From the entries below, retype only the lines from the one with "PR #1747, opened 2021-04-14" through the one with "At the moment", exactly as written.

**Excerpted data**
*** Block opens ***

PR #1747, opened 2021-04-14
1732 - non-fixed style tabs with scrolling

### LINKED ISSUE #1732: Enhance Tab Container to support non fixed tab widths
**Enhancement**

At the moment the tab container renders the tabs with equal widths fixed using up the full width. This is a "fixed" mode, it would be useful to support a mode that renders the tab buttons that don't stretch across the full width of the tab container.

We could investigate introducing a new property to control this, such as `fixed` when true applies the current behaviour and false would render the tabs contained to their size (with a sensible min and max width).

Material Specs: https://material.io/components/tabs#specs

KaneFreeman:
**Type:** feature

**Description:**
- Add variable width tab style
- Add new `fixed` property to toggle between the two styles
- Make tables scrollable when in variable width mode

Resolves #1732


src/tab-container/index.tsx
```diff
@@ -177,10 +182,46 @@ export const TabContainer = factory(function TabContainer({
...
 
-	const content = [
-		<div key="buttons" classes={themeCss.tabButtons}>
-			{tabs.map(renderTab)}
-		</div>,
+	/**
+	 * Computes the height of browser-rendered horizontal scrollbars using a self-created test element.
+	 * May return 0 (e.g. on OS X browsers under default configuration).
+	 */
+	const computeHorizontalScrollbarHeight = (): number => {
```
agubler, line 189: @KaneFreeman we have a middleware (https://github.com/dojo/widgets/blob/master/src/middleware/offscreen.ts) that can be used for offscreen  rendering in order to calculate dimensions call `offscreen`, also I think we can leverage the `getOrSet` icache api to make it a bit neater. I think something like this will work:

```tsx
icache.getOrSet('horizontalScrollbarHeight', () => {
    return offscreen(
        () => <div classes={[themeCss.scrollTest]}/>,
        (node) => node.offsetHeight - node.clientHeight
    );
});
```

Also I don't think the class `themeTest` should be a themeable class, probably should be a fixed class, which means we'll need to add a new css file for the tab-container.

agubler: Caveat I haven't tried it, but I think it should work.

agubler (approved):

*** Block closes ***
*** Block opens ***

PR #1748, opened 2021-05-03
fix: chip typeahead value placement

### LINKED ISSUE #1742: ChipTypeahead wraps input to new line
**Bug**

*** Block closes ***
*** Block opens ***

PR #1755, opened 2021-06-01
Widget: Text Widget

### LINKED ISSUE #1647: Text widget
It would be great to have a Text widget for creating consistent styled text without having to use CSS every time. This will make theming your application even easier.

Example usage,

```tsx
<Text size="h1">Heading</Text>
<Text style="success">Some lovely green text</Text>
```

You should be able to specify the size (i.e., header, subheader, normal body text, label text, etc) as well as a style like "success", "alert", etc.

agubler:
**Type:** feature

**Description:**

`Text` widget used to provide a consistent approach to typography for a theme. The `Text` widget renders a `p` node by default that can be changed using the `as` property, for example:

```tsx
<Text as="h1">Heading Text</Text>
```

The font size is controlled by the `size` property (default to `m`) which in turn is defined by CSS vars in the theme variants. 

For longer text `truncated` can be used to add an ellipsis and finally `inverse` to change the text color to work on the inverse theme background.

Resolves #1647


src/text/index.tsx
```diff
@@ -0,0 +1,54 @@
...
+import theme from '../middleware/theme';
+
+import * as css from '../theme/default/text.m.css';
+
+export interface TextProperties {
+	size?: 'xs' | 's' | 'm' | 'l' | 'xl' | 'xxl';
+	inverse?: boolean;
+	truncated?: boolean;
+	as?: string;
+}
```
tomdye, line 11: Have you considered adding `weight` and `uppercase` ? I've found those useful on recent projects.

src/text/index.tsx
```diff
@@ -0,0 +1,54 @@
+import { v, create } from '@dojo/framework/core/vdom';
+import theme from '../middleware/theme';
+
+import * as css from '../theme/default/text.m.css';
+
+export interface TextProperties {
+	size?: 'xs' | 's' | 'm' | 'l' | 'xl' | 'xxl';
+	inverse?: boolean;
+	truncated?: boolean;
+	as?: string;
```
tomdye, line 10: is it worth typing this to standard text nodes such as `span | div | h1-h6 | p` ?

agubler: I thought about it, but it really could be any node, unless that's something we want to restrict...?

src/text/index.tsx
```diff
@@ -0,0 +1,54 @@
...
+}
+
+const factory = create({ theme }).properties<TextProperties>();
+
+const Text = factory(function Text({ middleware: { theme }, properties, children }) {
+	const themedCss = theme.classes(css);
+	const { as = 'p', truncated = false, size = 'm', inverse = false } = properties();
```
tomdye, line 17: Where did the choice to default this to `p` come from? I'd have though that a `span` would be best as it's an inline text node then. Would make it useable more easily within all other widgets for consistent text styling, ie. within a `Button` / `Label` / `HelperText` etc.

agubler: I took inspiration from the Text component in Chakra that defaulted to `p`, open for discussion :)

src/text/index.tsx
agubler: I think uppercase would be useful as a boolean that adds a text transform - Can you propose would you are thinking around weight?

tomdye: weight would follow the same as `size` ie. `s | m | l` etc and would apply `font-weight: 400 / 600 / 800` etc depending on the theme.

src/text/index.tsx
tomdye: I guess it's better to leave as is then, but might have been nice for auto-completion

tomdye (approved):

*** Block closes ***

**Output of the exercise**
PR #1747, opened 2021-04-14
1732 - non-fixed style tabs with scrolling

### LINKED ISSUE #1732: Enhance Tab Container to support non fixed tab widths
**Enhancement**

At the moment the tab container renders the tabs with equal widths fixed using up the full width. This is a "fixed" mode, it would be useful to support a mode that renders the tab buttons that don't stretch across the full width of the tab container.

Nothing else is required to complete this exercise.